Philipper

Predigthilfe vom 11.2.2007 – Philipper 1, 18-26

Monatsthema: Gott schafft neues, indem er…
Predigtthema: … mit Hoffnung erfüllt

Bibelstelle: Philipper 1, 18-26

Verfasser: Eckhard Löffler

Vorbemerkungen
V 18 wird erst durch die Verse davor verständlich. Die Verkündigung, das „Vornedranstehen“, anderen den Weg weisen, gern gehört zu werden können auch eine persönliche Machtstellung vermitteln. Macht kann süchtig machen.
Paulus war die Weitergabe des Evangeliums (V 14 „das Wort reden“) wichtiger als sein eigenes Wohlbefinden.

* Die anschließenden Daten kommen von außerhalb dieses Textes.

PR #1414, opened 2021-04-12
Add citation section and link to relevant paper

valeriuo:


daviesrob:
Should it be "cite this paper" rather than "cite this repository"?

Das war nicht unbedingt unter allen Brüdern üblich.

Texterklärungen
V 18 Christus verkündigen auf JEDE Weise…, auch wenn die Motive nicht immer ganz lauter sind. (1)
Wenn die Verkündigung inhaltlich stimmt, wird Gottes Wort nicht leer zurückkommen (Jes 55, 11).
Grund zur Freude!
Wer das Evangelium „aus Liebe“ zu den Verlorenen (V 16) weitergibt, wird allerdings auch persönliche Märtyrersituationen, sogar den Tod einkalkulieren müssen.

V 18b.19 Paulus freut sich auch auf das Kommende – obwohl seine Gefangenschaft mit einer Hinrichtung enden könnte.
Paulus nutzt zwei Gehstützen: Die „Gebete“ der Geschwister und den „Beistand des Geistes Jesu“. (2) Gott kann alles heilen (Rö 8, 28), heute und in Ewigkeit (Offb 21). Im AT verstand man das ganz praktische, alltägliche Eingreifen Gottes als Heil und Rettung. Im NT erhält Heil das Gewicht ewiger Erlösung. Damit ist das alte Verständnis nicht überholt. Gott kann in jeder aktuellen Situation eingreifen und Heil schenken.
Braucht Gott, der Allmächtige, unsere Gebete, um helfen zu können? Er ist allerdings nicht der Gott aller anderen Religionen, der souverän schaltet und waltet, sondern sucht das Miteinander – am deutlichsten durch Jesus Christus.
Hans von Keler (Landesbischof i. R.): „Gebet ersetzt keine Tat. Aber Gebet ist eine Tat, die durch nichts ersetzt werden kann.“
Jesus ermuntert zum Bitten, Suchen und Anklopfen (Mt 7, 7f) und verspricht Erhörung. Gott sucht das Liebesverhältnis zu Menschen, die nicht zweckgebunden beten, sondern Seine Ehre suchen.
Der „Beistand des Geistes“ erinnert an seinen Vertretungsdienst vor Gott (Rö 8, 26.34).
Der Text liefert auch einen Hinweis auf die Dreieinigkeit Gottes.

V 20 Ein Prozess vor Gericht steht bevor. Paulus will trotzdem „einzig und allein“ an Jesus hängen, ob im Leben oder im Tod. (3) „Wenn nur Christus…„ (V 18).
„In sehnlicher Erwartung und Hoffnung“ (Elberfelder) beschreibt auch die gespannte Erwartung eines Tiers, das den Hals in die Richtung streckt, in die es begehrend oder verängstigt blickt.

V 21 s. a. Gal 2, 20.

V 22 Eine größere Chance für das Evangelium verbindet Paulus mit seinem eventuellen Weiterleben. Die Länge seines Lebens war ihm zweitrangig. (4)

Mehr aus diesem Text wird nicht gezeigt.